The study presented in this thesis will therefore try to further clarify the connection between belief-reasoning and IC. This is done by investigating both concepts in a single study by means of a within-subjects design. Also, this study attempts to account for methodological flaws that have become apparent in previous studies. Stimuli will be used this time that only differ marginally between conditions in terms of visual properties. Also, the most commonly used task for response inhibition, a Go / No-go task, is taken to assess IC. In order to measure neural activity related to belief-reasoning, a false-belief task will be used. The false-belief task is the crucial task to measure the ability to attribute beliefs. Results from this study can help clarify the nature of the belief-reasoning / IC relationship in adulthood. However, the results stemming from this study are unable to make any assumption about this relationship in childhood or how either of these concepts influences the other during their emergence in childhood. A possible overlap between brain activity related to the two cognitive processes can indicate how closely these are related to each other. Largely overlapping areas of activation, for instance, could indicate that the ability to inhibit a response is possibly an essential component of belief-reasoning or even vice versa. Regions that are explicitly activated by belief-reasoning on the other hand could qualify as candidate regions for a belief-reasoning module. This of course would also entail clarifying the role of the right TPJ as a hypothesized belief-reasoning module. While some researchers claim that this region does indeed constitute a specific area for belief-reasoning, others have claimed that this exact region also supports other cognitive processes. Finding concurring activity for both IC and belief-reasoning in the right TPJ would contradict accounts of the right TPJ serving a specialized area for ToM reasoning.

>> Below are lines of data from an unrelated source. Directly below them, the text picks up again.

PR #17283, opened 2019-04-22
Fixes #12763 make framework honor default database schema

### LINKED ISSUE #12763: Postgresql schema ignored
1. Install Yii2 advanced app using composer and run `./init`.
2. Create a Postgresql database.
3. Create a schema in the database (different from the user default schema so it is not in the search path).
4. Edit the database config in common/config/main-local.php as follows: 
```
return [
    'components' => [
        'db' => [
            'dsn' => 'pgsql:host=myserver;dbname=mydb',
            'username' => 'user',
            'password' => 'password',
            'charset' => 'utf8',
            'schemaMap' => [
                'pgsql'=> [
                    'class'=>'yii\db\pgsql\Schema',
                    'defaultSchema' => 'myschema',
                ],
            ],
        ],
        ...
];
```
5. Run migration: `./yii migrate`.

Migration and user tables should exist under `myschema` in the database.

### What do you get instead?
Tables are created under a different schema (the one that I assume is the default for the user - I don't have admin rights to the database).

### Additional info
Using a `controllerMap` directive I can get the `migration` table created under the correct schema (haven't found out how to do that with the `user` table yet):

```
    'controllerMap' => [
        'migrate' => [
            'class' => 'yii\console\controllers\MigrateController',
            'migrationTable' => "myschema.migration",
        ],
    ],

```
But without specifying a `controllerMap` for `user` then that table is still created under the wrong schema.

| Q                | A
| ---------------- | ---
| Yii version      | 2.0.9
| PHP version      | 5.5.38 / 7.0.10
| Operating system | MacOs X (El Capitan)

mtangoo:
| Q             | A
| ------------- | ---
| Is bugfix?    | yes
| New feature?  | no
| Breaks BC?    | no
| Tests pass?   | yes
| Fixed issues  | #12763

### DIFF
--- a/framework/db/QueryBuilder.php
+++ b/framework/db/QueryBuilder.php
@@ -342,6 +342,7 @@ class QueryBuilder extends \yii\base\BaseObject
      */
     public function insert($table, $columns, &$params)
     {
+        $table = $this->db->schema->normalizeTableName($table);
         list($names, $placeholders, $values, $params) = $this->prepareInsertValues($table, $columns, $params);
         return 'INSERT INTO ' . $this->db->quoteTableName($table)
             . (!empty($names) ? ' (' . implode(', ', $names) . ')' : '')
@@ -448,6 +449,8 @@ class QueryBuilder extends \yii\base\BaseObject
         if (empty($rows)) {
             return '';
         }
+        
+        $table = $this->db->schema->normalizeTableName($table);
 
         $schema = $this->db->getSchema();
         if (($tableSchema = $schema->getTableSchema($table)) !== null) {
@@ -622,6 +625,7 @@ class QueryBuilder extends \yii\base\BaseObject
      */
     public function update($table, $columns, $condition, &$params)
     {
+        $table = $this->db->schema->normalizeTableName($table);
         list($lines, $params) = $this->prepareUpdateSets($table, $columns, $params);
         $sql = 'UPDATE ' . $this->db->quoteTableName($table) . ' SET ' . implode(', ', $lines);
         $where = $this->buildWhere($condition, $params);
@@ -643,7 +647,6 @@ class QueryBuilder extends \yii\base\BaseObject
         $columnSchemas = $tableSchema !== null ? $tableSchema->columns : [];
         $sets = [];
         foreach ($columns as $name => $value) {
-
             $value = isset($columnSchemas[$name]) ? $columnSchemas[$name]->dbTypecast($value) : $value;
             if ($value instanceof ExpressionInterface) {
                 $placeholder = $this->buildExpression($value, $params);
@@ -676,6 +679,7 @@ class QueryBuilder extends \yii\base\BaseObject
      */
     public function delete($table, $condition, &$params)
     {
+        $table = $this->db->schema->normalizeTableName($table);
         $sql = 'DELETE FROM ' . $this->db->quoteTableName($table);
         $where = $this->buildWhere($condition, $params);
 
@@ -718,6 +722,7 @@ class QueryBuilder extends \yii\base\BaseObject
                 $cols[] = "\t" . $type;
             }
         }
+        $table = $this->db->schema->normalizeTableName($table);
         $sql = 'CREATE TABLE ' . $this->db->quoteTableName($table) . " (\n" . implode(",\n", $cols) . "\n)";
 
         return $options === null ? $sql : $sql . ' ' . $options;
@@ -731,6 +736,8 @@ class QueryBuilder extends \yii\base\BaseObject
      */
     public function renameTable($oldName, $newName)
     {
+        $oldName = $this->db->schema->normalizeTableName($oldName);
+        $newName = $this->db->schema->normalizeTableName($newName);
         return 'RENAME TABLE ' . $this->db->quoteTableName($oldName) . ' TO ' . $this->db->quoteTableName($newName);
     }
 
@@ -741,6 +748,7 @@ class QueryBuilder extends \yii\base\BaseObject
      */
     public function dropTable($table)
     {
+        $table = $this->db->schema->normalizeTableName($table);
         return 'DROP TABLE ' . $this->db->quoteTableName($table);
     }
 
@@ -761,6 +769,7 @@ class QueryBuilder extends \yii\base\BaseObject
             $columns[$i] = $this->db->quoteColumnName($col);
         }
 
+        $table = $this->db->schema->normalizeTableName($table);
         return 'ALTER TABLE ' . $this->db->quoteTableName($table) . ' ADD CONSTRAINT '
             . $this->db->quoteColumnName($name) . ' PRIMARY KEY ('
             . implode(', ', $columns) . ')';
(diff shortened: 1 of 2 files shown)


samdark:
Seems to fail tests.

mtangoo:
> Seems to fail tests.

How do I test the framework alone after cloning? I could not get the information.

mtangoo:
@samdark I was investigating that and it fails in the case like this:

```php
$expected = $this->replaceQuotes('SELECT * FROM (SELECT * FROM [[user]] WHERE account_id = :id) [[activeusers]] WHERE abc = :abc');
```

table `[[user]] isn't prefixed with schema name. I have a question on the better way to prefix the schema names so that the tests pass.  I plan to do something like

```php
$schemaName = $this->getQueryBuilder()->getConnection(false, true)->getSchema()->defaultSchema;
$expected = $this->replaceQuotes("SELECT * FROM (SELECT * FROM [[{$schemaName}]].[[user]] WHERE account_id = :id) [[activeusers]] WHERE abc = :abc ");
```
Is this acceptable?

samdark:
Since it was OK before, I assume there's some un-prefixing goes on.

mtangoo:
>Since it was OK before, I assume there's some un-prefixing goes on. Maybe it's better to fix it? 

Yes, I didn't fix prefixing of the table on tests. Above is the solution I wanted you to review before I apply it. I will go ahead and apply it.

samdark:
If you'll fix it in tests only that would mean that behavior is no more compatible with old code. That's not something we want to 2.x.

mtangoo:
> If you'll fix it in tests only that would mean that behavior is no more compatible with old code. That's not something we want to 2.x.

Compatibility is not broken here is why: The new code appends schema name only when it is defined in the configuration so that `tableName` becomes `schema.tableName`. Of course it will break the code where user careless put wrong `defaultSchema` in config (am not sure if this amounts to breaking BC), otherwise from database POV there is no difference.

So what I need to make right now is, the tests should pass if `defaultSchema` isn't defined as well as when it is indeed defined. I hope that will amount to backward compatibility with old behavior. No?

samdark:
Yes. That should be fine.

samdark:
@mtangoo do you have time to finish it?

mtangoo:
@samdark I'm working on it. It should be finished within this week. I have done most of the work before something intefered

mtangoo:
am still fixing this. A lot of code to change but am progressing. I hope I will finish sooner!

brandonkelly:
@mtangoo Have you given up on this?

mtangoo:
@brandonkelly not yet. But the changes are so huge and I have to go manually check, edit and run tests. Unfortunately I have a lot on the table right now. But as soon as things cedes I will revisit and finish. It is a feature that I need!

leandrogehlen:
@mtangoo, some progress about this issue?
Do you need some help?

mtangoo:
@brandonkelly sure, help is appreciated. I will try to work on whatever I have and remaining and update here. Then if you can help finalizing remaining part it will be great!

brandonkelly:
@mtangoo @leandrogehlen I’m not sure this is the right approach (see https://github.com/yiisoft/yii2/issues/12763#issuecomment-522231992).

mtangoo:
@brandonkelly can you make a PR with correct approach? I would be happy to test it tomorrow, since I will have some "free" time

brandonkelly:
I think the current behavior may already be the correct approach; the only issue may be that the docs don’t do a good job explaining what the point of the setting is.

leandrogehlen:
@brandonkelly. I have different applications where each other uses itself schema.
How to define settings to run this migrations  currently whitou this implementation?

brandonkelly:
@leandrogehlen If you have flexibility on the schema names, the easiest way to do that would be to create two separate database users, and create schemas for your applications named after the usernames. Then configure the DSN strings to connect with the respective user accounts, and set `defaultSchema` to those usernames.

leandrogehlen:
@brandonkelly my applications are hosted on aws lightsail and is not allowed to add new users

brandonkelly:
@leandrogehlen In that case then I guess you just need to start naming the schema in every table reference within your app. You could make it configurable by extending `yii\db\Connection` with a custom `$schema` property on it, and configure that instead of `$defaultSchema`, then include its value whenever you are referencing table names. For example:

```php
{
    return '{{' . \Yii::$app->db->schema . '.%your_table_name}}';
}
```

leandrogehlen:
I disagree, the framework must be able to solve it via `defaultSchema` property

brandonkelly:
@leandrogehlen That’s what I assumed `$defaultSchema` was for initially, but in reality it has the opposite purpose – to *remove* the schema from queries when it is not necessary. We should not change it simply because we wanted it to mean something else.

Changing its behavior would also be a breaking change. If a Yii update were to start adding the `$defaultSchema` onto queries automatically, all of a sudden it’s critically important that you have it set to the correct schema name, whereas currently it doesn’t matter. (You can currently run a Yii app on a non-`public` schema, while leaving `$defaultSchema = 'public'`.)

That said, I do think there is a case for adding a *separate* `$schema` DB setting that achieves the behavior you want, perhaps from within `getRawTableName()`.

```php
public function getRawTableName($name)
{
    if (strpos($name, '{{') !== false) {
        $name = preg_replace_callback('/\\{\\{(.*?)\\}\\}/', function($match) {
            $name = $match[1];
            if ($this->schema !== null && strpos($name, '.') === false) {
                $name = "{$this->schema}.{$name}";
            }
            return str_replace('%', $this->db->tablePrefix, $name);
        }, $name);
    }

    return $name;
}
```

mtangoo:
@leandrogehlen @brandonkelly there is one more use case actually that need to be covered namely multi-tenant schema based implementation. The default schema for logged in user is dynamic depending on which user is logged in. In this aspect how do you tackle that?

brandonkelly:
@mtangoo Set the property dynamically, then. And there’s nothing stopping you from setting up multiple DB connection components (one primary one (`db`) that points to a central schema like `public` which contains all user account info, and a secondary one (`userDb`) that is configured with `$schema` set to the logged-in username).

mtangoo:
@brandonkelly woudn't that create new connection each time, for example, the  model `getTable()` get called?

mtangoo:
>That’s what I assumed $defaultSchema was for initially, but in reality it has the opposite purpose – to remove the schema from queries when it is not necessary. We should not change it simply because we wanted it to mean something else.

This PR addresses that, in that the added method checks if default schema is defined and forces the table to use it if it is indeed not using it. for tables that have schema already `schema.table` or when schema is `null` It just ignores the adding of schema.

The only thing that I have failed to finish is, this change requires a lot of fixing for the tests to work again: too many places to change.

brandonkelly:
> woudn't that create new connection each time, for example, the model `getTable()` get called?

No, it would create one connection the first time its `open()` method is called, just like `db`.

> This PR addresses that, in that the added method checks if default schema is defined and forces the table to use it if it is indeed not using it.

That is the problem. `defaultSchema` is set to `'public'` by default, so with this change, suddenly it will start modifying queries in a way that it wasn’t before, leading to backwards compatibility issues. Which is why I think we should do basically the same thing that this PR does, but with a new `$schema` property that is `null` by default.

terabytesoftw:
Closing this PR because it has been inactive since 2019 and the proposed approach changes the semantics of `defaultSchema`, which is `public` by default for PostgreSQL and may introduce backward compatibility issues.

The underlying use case in #12763 may still be valid, but it should be addressed separately, either with documentation around PostgreSQL `search_path` or with a new opt-in setting that is null/disabled by default.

Last but not least, this study’s results could also help replicate findings of a previous belief-reasoning study that had used a false-belief task and compared it to a true-belief task (Sommer et al., 2007). Both of Sommer et al.’s tasks were modelled according to the Sally-Anne paradigm. An almost identical approach was used in this study.

Based on previous studies investigating belief-reasoning and IC, I suggest the following hypotheses for the present study:

- Increased brain activity in the false-belief condition compared to the true-belief condition is likely to be found in the following areas: bilateral TPJ, medial PFC. This hypothesis is based on a large array of imaging studies that have found concurring activity in these areas.

- Neural correlates of IC (as reflected in the contrast No-go > Go) are likely to be located in a largely right-lateralized network consisting of the DLPFC, the bilateral TPJ and the medial PFC. Based on previous results it is suggested that medial PFC activity related to false-belief reasoning is slightly anterior to IC-related medial PFC activity.

- Resulting overlapping activity for IC and belief-reasoning is expected in areas such as the right TPJ and possibly parts of the medial PFC. This would indicate that basic processes exist that support both belief-reasoning and IC.

- In addition, it seems unlikely that the right TPJ could only be implicated in this study’s belief-reasoning condition. Based on results from previous studies, the right TPJ is likely to be implicated in this study’s IC condition as well. This could refute accounts of the right TPJ as a specialized ToM module.

- No hypotheses can be made at this point about the role of the left TPJ in both belief- reasoning and IC. Although lesion studies point to a crucial role of the left TPJ in belief- reasoning, only few imaging studies have reported activity in this area. Also, accounts of left TPJ activity during IC tasks are inconsistent across the studies reviewed here. Thus, the results from this thesis may clarify the role of the left TPJ in both IC and the attribution of beliefs.